# Gehäuselüfter an Grafikkarte anschließen?



## marvelmaster (9. September 2010)

*Gehäuselüfter an Grafikkarte anschließen?*

Hallo, hab ne GTX 470 MK-13 Extreme, bei der 2 Gehäuselüfter (120mm) drauf sind.
Wollte mal gerne wissen wie ich es anstelle die GEhäuselüfter von der GRafikkarte steuern zu lassen.
Man muss die doch irgendwie an den Lüfter2Pol der Grafikkarte anschließen können.

MfG


----------



## VVeisserRabe (9. September 2010)

*AW: Gehäuselüfter an Grafikkarte anschließen?*

Wie wärs mit nem y- adapter?


----------



## euMelBeumel (9. September 2010)

*AW: Gehäuselüfter an Grafikkarte anschließen?*

Es gab mal auf eBay und Co solche Adapter, um normale 3-Pin Lüfter an diese "Minianschlüsse" zu klemmen, ich finde sie aber nicht mehr.

Wärst du denn auch bereit so etwas selbst zu basteln?


----------



## marvelmaster (9. September 2010)

*AW: Gehäuselüfter an Grafikkarte anschließen?*

JO selber basteln würd ich auch^^ wenn das geht hab eben erst 2 9V Batterien an 12V 60mm Lüfter geklemmt zum Spass 

Wie wärs mit nem y- adapter?                  ... Ja schon aber Graka hat ja son Minianschluss


----------



## euMelBeumel (9. September 2010)

*AW: Gehäuselüfter an Grafikkarte anschließen?*

Habe gerade etwas gefunden:

Das + das und dein Problem ist gelöst


----------



## marvelmaster (9. September 2010)

*AW: Gehäuselüfter an Grafikkarte anschließen?*

Hm das mit der BElastbarkeit da macht mir ein wenig sorgen... wo bekomme ich das denn raus-.-

Ich glaub ich mache nen weiteren Thread auf...

aber sonst geiler Link


----------



## euMelBeumel (9. September 2010)

*AW: Gehäuselüfter an Grafikkarte anschließen?*

Belastbarkeit?
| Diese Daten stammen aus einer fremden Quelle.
Issue #2146, opened 2025-09-05
An analysis of the idea to implement an image object block in the WordPress Block Editor.


Jiwoon-Kim:
An analysis of the idea to implement an image object block in the WordPress Block Editor.

Based on the current progress, I believe it is appropriate to open an issue for this. The following content likely pertains to information that should be included in the `json-ld` of a media attachment post.

1.  Included in the body (`content`). 2. Included in the attachment. 3. Included in comments.

-----

### 1\. Included in the body (`content`)

Inclusion of an ActivityPub object within the body itself is a **non-standard interaction**. However, it appears to be a feasible feature to implement within WordPress.

Currently, an image included in the body is not an ActivityPub object; it's an HTML array (typically within a gallery block). However, it could be made interactive via the Jetpack carousel.

In federation, the `wp-block-gallery` is replaced with `ap-block-gallery`.
This would allow all images to become interactive image objects if the follower is a WordPress instance.

**Feature Idea**

  * **Support Attachment Post Links in the Gallery Block**
    → Provide a compatibility option to the image object block in the block editor. When inserting images into a gallery, it would allow the retrieval of an image from a `?attachment_id=123` permalink instead of a simple file URL.
    → There's no need to load the entire object; you only need to retrieve the file path URL, the URL of the `post type: attachment`, and the author ID. This could be considered a non-standard interaction and might be a Jetpack-specific mechanism.

  * **Image-Level Federation**
    → This allows for direct interaction with a media library's `Image` object, rather than a simple hotlink to an image within the post body.

  * **Image Carousel and Comments**
    → On my instance, images can be viewed individually in the image carousel (=Gallery UI).
    → A user on a remote instance can directly send actions like comments or likes to a specific `Image Object`.
    → In short, it enables interaction at the image level, not just with the entire post.

**Technical Considerations**

  * The ActivityPub plugin must add logic to convert `?attachment_id=123` into an `Image Object`.
  * Interactions like comments or likes must be mapped to direct actions with the `Image` object in the `ActivityStreams 2.0` specification.

-----

### 2\. Included in the attachment

This model involves directly including a **remote instance's `Image` object in the `attachment` array of your post (`Note` or `Article`)**, rather than simply embedding an `<img>` tag. This would create a concept like a WordPress **"Shared Media Library."**

According to GPT, the core question is whether the `attachment` must be an "image from the original instance." In the specification, **that's not a requirement.**

[...]

Issue #1914, opened 2025-07-10
Generalize how remote objects and link types may be stored


Menrath:
Follow up of https://github.com/Automattic/wordpress-activitypub/issues/1297

Currently most remote objects are only stored as comments. This is fine, as comments are Notes only and there is no other remote comment than replies to original posts.

The Friends plugin (@akirk) stores incoming objects too, probably in it's own way. The Event Bridge does too, again a different implementation.

I suggest  to start with introduce a unified way how to mark `posts` of all post types as "remote with ActivityPub source", e.g. via a unified meta-key that references an actor (`ap_actor`).

Maybe think of allowing relationships between a comment and a `post`, replies are mostly Notes, but do they have to be?

Menrath:
I mention this yesterday in a discussion with @akirk. Maybe a custom post status, e.g. `activitypub_remote` along with a post_meta `_ap_actor`, could be proposed and advertised.

obenland:
@Menrath [Is this fixed with the new `ap_post` post type](https://github.com/Automattic/wordpress-activitypub/blob/trunk/includes/handler/class-create.php#L44)?

Menrath:
@obenland I will review it next week!

Menrath:
@obenland 

**TL/DR:** I guess to answer that question I have to really work with the code hands on and migrate features of the Event Bridge to it, not just read and review!

I guess it is not solved completely, but the recent changes around the inbox/attachments/`ap_post` etc are huge improvements and are laying a good foundation for a lot of cool applications to come!

I looked into the code, but I think it's easier to give you two example scenarios, than to point out each line of code where a filter/change etc. could be useful at this moment.

1. Event-Bridge like aggregation of events. Following other ActivityPub profiles in order to list their events too. I guess I could hook into the follow table to insert an boolean trigger to activate the behaviour for each followed Actor (not just follow, but also use that Actor as an event source and list their events). When receiving remote `ap_actor`s I need to create an post with the corresponding event post type. 

It is complex. I guess I could currently hook and disable the creation of an `ap_post` and still create an event post. The attachment class and the `ap_post` class are quite tensely linked, I guess I would have a hard time using it on another post_type than `ap_post`. In order to give better feedback, I need to really dive into migrating the existing features and make use of your modernisations and really go to the point where there are missing parts, it's hard to tell from an observer point of view. I can start coding so next week. 

[...]

PR #2314, opened 2025-10-13
Add Attachments processor class for handling ActivityPub media

obenland:
## Proposed changes:
  Implements a dual storage strategy where Mastodon imports continue using WordPress attachment posts while
  ActivityPub inbox items use direct file storage in `uploads/activitypub/ap_posts/{post_id}/`.

  **New methods added:**
  - `import_files()` - Public method for direct file import (used by ap_posts)
  - `save_file()` - Downloads and saves files to `uploads/activitypub/ap_posts/{post_id}/`, returns array with
  `url`, `mime_type`, and `alt` keys
  - `import_inline_files()` - Processes inline images for file storage
  - `append_files_to_content()` - Appends file-based media to content
  - `generate_files_markup()` - Creates block markup from file data
  - `get_files_gallery_block()` - Gallery block for file-based attachments
  - `delete_directory()` - Public helper to delete post's file directory

  **Methods removed:**
  - `maybe_hide_from_media_library()` - No longer needed, Mastodon import attachments should be visible in the
  user's media library
  - `has_updated_attachments()` - Simplified to inline empty check

  **Key improvements:**
  - Uses WP_Filesystem API exclusively for all file operations
  - Only handles remote URLs (no local file logic needed for inbox items)
  - Public `$ap_posts_dir` property for consistent path references
  - Removed unused function parameters
  - Well-documented return types with hash notation for array keys
  - Simple folder-per-post structure for easy cleanup

  ### Other information:

  ## Testing instructions:

  * All 1212 tests passing
  * Tests updated to verify file creation instead of attachment posts
  * Test cleanup properly removes activitypub directories
  * Mastodon import tests still pass (no regression)
  * Tests use public `$ap_posts_dir` property for path consistency

  **Technical details:**
  The implementation uses a simple folder-per-post structure where each `ap_post` gets its own directory at
  `uploads/activitypub/ap_posts/{post_id}/`. When a post is deleted, the entire directory is recursively removed
  using `WP_Filesystem::delete()`.

  Files are tracked by the directory structure itself rather than post meta, keeping the implementation simple 
  and avoiding the need for complex deduplication logic.

  ### Changelog entry

  <details>

  #### Significance

  - [x] Minor

  #### Type

  - [x] Changed - for changes in existing functionality

  #### Message

  Use direct file storage for ActivityPub inbox attachments instead of creating WordPress attachment posts. 
  Mastodon imports continue using attachment posts as before.

  </details>


includes/collection/class-posts.php
```diff
@@ -164,4 +184,38 @@ private static function add_taxonomies( $post_id, $activity_object ) {
...
+		$new_urls = array_map( 'Activitypub\object_to_uri', $attachments );
+
+		// Extract URLs from existing attachments.
+		$stored_urls = array();
+		foreach ( $attached_media as $attachment ) {
+			$stored_urls[] = \get_post_meta( $attachment->ID, '_activitypub_source_url', true );
+		}
+
+		// Compare the arrays.
+		return array_filter( $stored_urls ) !== $new_urls;
```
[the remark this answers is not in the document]
obenland: Fixed in [4ff81f7](https://github.com/Automattic/wordpress-activitypub/pull/2314/commits/4ff81f7b3f8410a7b535f0184b8d209b3b644619).

pfefferle:
I ran some tests and have some feedback not directly to the code, but the handling:

1. We should not add external Attachments to the Media-Library. This is very spammy and floods the internal media handling with external media.
2. When I delete a post, the Media-Attachment will not be deleted with the post.
3. It seems that the current attachment handling has problems with `Update` activities. When I delete a post without deleting the Attachment, the new one was generated without the Attachment.
4. The current version does not side-load inline images. I think we should support inline images and ignore attachments that reference the same one.

Screenshot 2025-10-15 at 10 29 49

pfefferle (changes requested):
^

Jiwoon-Kim:
My consistent opinion is that media file direct links and media objects should be clearly distinguished. The attachment page is the ideal place to include the JSON-LD representation of a media object.
I’ve suggested ideas for improving the media library several times before, and I plan to write a detailed post about it in the Discussions soon.

The content of a remote image object is essentially a hotlink.
It’s also possible to use it without uploading it to on-site storage, depending on the implementation.

Jiwoon-Kim:
Yes, I’m aware that Mastodon locally caches all attachment images, but WordPress operates under a very different architecture.

My current idea is to load all attachment JSON-LD metadata first, then apply lazy loading for inline images or gallery blocks.

This would provide better performance and flexibility without requiring immediate local uploads.

That said, we still need to consider how platforms like Mastodon, Pixelfed, and Threads handle this, since the appropriate approach may depend on the object type — for example, Article objects might need different attachment-fetching behavior compared to Note objects.

Jiwoon-Kim:
might need a page like ?remote_attachment_id, but it may only need to be applied to Articles and not to Notes.

Jiwoon-Kim:
In the case of directly attached media files, a ?remote_attachment_id page is not generated.
Such a page is created only for media objects.

In both cases, the default behavior is to maintain hotlinking (remote linking).

If a license extension is applied, the file is optionally cached locally and the file URL is replaced with a local one — but the original URI is preserved — only when explicit reuse permission is specified.

It is normal for the remote media attachment page to remain even after the remote article is deleted, because it implies that the media can still be reused through the media library.

I’ll post it soon in the discussion tab under the title “Media Upload Endpoint and Remote Media Library.”

Jiwoon-Kim:
https://github.com/Automattic/wordpress-activitypub/discussions/2329#discussioncomment-14709021

> If there is no media library, implementing the media object endpoint will be difficult, so the existence of a media object can be assumed to mean that a media library and media upload endpoint exist.
>If a media object exists, it can be reused. However, in the case of a direct media file link, it cannot be proven in ActivityPub that it is the same entity, so it is one-time. Therefore, in the case of WordPress, there is no reason to store such media locally.

https://make.wordpress.org/core/2023/07/07/media-library/

Jiwoon-Kim:
https://github.com/Automattic/wordpress-activitypub/discussions/2345

obenland:
@pfefferle Side-loaded images are now hidden in the Media Library, they get deleted when their parent post gets deleted, and inline images are being parsed and replaced as well. It's probably not perfect, but should be a good step forward.

This should be ready for another round of reviews.

Jiwoon-Kim:
For example, if the hosting policy offers unlimited databases but only 1 GB of storage space, would that still be sufficient for normal use?

pfefferle:
~The image is still added twice, if it is inline and an attachment. I think we should de-duplicate them and not add the attachment if the image is already inline.~

Pardon me! This works like a charm and I simply messed up my test!

includes/class-attachments.php
```diff
@@ -0,0 +1,417 @@
...
+		$gallery .= '<figure class="wp-block-gallery has-nested-images columns-default is-cropped">';
+
+		foreach ( $attachment_ids as $id ) {
+			$image_src = \wp_get_attachment_image_src( $id, 'large' );
+			if ( ! $image_src ) {
+				continue;
+			}
+
+			$caption  = \get_post_field( 'post_content', $id );
+			$gallery .= "\n<!-- wp:image {\"id\":{$id},\"sizeSlug\":\"large\",\"linkDestination\":\"none\"} -->\n";
```
pfefferle, line 686: we do not parse the content for blocks, why should we add the images as such?

includes/class-attachments.php
```diff
@@ -0,0 +1,417 @@
...
+	/**
+	 * Process attachments from an ActivityPub object and attach them to a post.
+	 *
+	 * @param array $attachments Array of ActivityPub attachment objects.
+	 * @param int   $post_id     The post ID to attach files to.
+	 * @param int   $author_id   Optional. User ID to set as attachment author. Default 0.
+	 *
+	 * @return array Array of attachment IDs.
+	 */
+	public static function process( $attachments, $post_id, $author_id = 0 ) {
```
pfefferle: `process` is a bit vague and does not really make clear what exactly the function is doing. Maybe `import_and_attach`?

includes/class-attachments.php
```diff
@@ -0,0 +1,417 @@
...
+		if ( ! empty( $attachment_data['name'] ) ) {
+			$mime_type = $attachment_data['mediaType'] ?? '';
+			if ( 'image' === strtok( $mime_type, '/' ) ) {
+				$post_data['meta_input']['_wp_attachment_image_alt'] = $attachment_data['name'];
+			}
+		}
+
+		// Flag to filter out from Media Library.
+		if ( Posts::POST_TYPE === get_post_type( $post_id ) ) {
+			$post_data['meta_input']['_activitypub_import'] = '1';
```
pfefferle: instead of true/false, what about storing the source (importer, inbox, ...)?

includes/class-attachments.php
```diff
@@ -0,0 +1,417 @@
...
+
+				if ( \is_wp_error( $attachment_id ) ) {
+					continue;
+				}
+			}
+
+			$new_url = \wp_get_attachment_url( $attachment_id );
+			if ( $new_url ) {
+				$url_mappings[ $image_url ] = $new_url;
+				$content                    = str_replace( $image_url, $new_url, $content );
```
pfefferle:
```suggestion
				$content                    = \str_replace( $image_url, $new_url, $content );
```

Ich glaube die Lüfter der GTX470 können mit maximalen Umdrehungen gut 20W ziehen, da wirst du so schnell nicht mir normalen Gehäuselüftern ran kommen.


----------



## marvelmaster (9. September 2010)

*AW: Gehäuselüfter an Grafikkarte anschließen?*

Habe eben ne Mail an Laden geschrieben wo ich die Karte gekauft hab... als Antwort kam : Die Lüfter bitte NICHT mit der Grafikkarte verbinden! Dies könnte zu einer  
Überlastung führen.

Lüfter mit dem Mainboard oder direkt mit dem  Netzteil verbinden.


----------



## DAEF13 (9. September 2010)

*AW: Gehäuselüfter an Grafikkarte anschließen?*



marvelmaster schrieb:


> Habe eben ne Mail an Laden geschrieben wo ich die Karte gekauft hab... als Antwort kam : Die Lüfter bitte NICHT mit der Grafikkarte verbinden! Dies könnte zu einer
> Überlastung führen.
> 
> Lüfter mit dem Mainboard oder direkt mit dem  Netzteil verbinden.



Der Lüfter der GTX4*8*0 zieht bis zu 21 Watt, und die Lüftersteuerung der GTX470 wird wohl nicht viel schwächer sein.

Meine NB PK-2 ziehen je 1,2 Watt, also dürfte das nicht das Problem sein

Guck doch beim Originallüfter mal, wie viel Ampere der hat.


----------



## marvelmaster (9. September 2010)

*AW: Gehäuselüfter an Grafikkarte anschließen?*

wo steht das mit den ampere?


----------



## euMelBeumel (9. September 2010)

*AW: Gehäuselüfter an Grafikkarte anschließen?*

Auf der Unterseite (die Seite des Motors, die zur Grafikkarte zeigt) - wie gesagt, um Überlast musst du dir keine Sorgen machen, zwei stinknormale Lüfter dran gehangen und du bist bei vielleicht max. 5W.


----------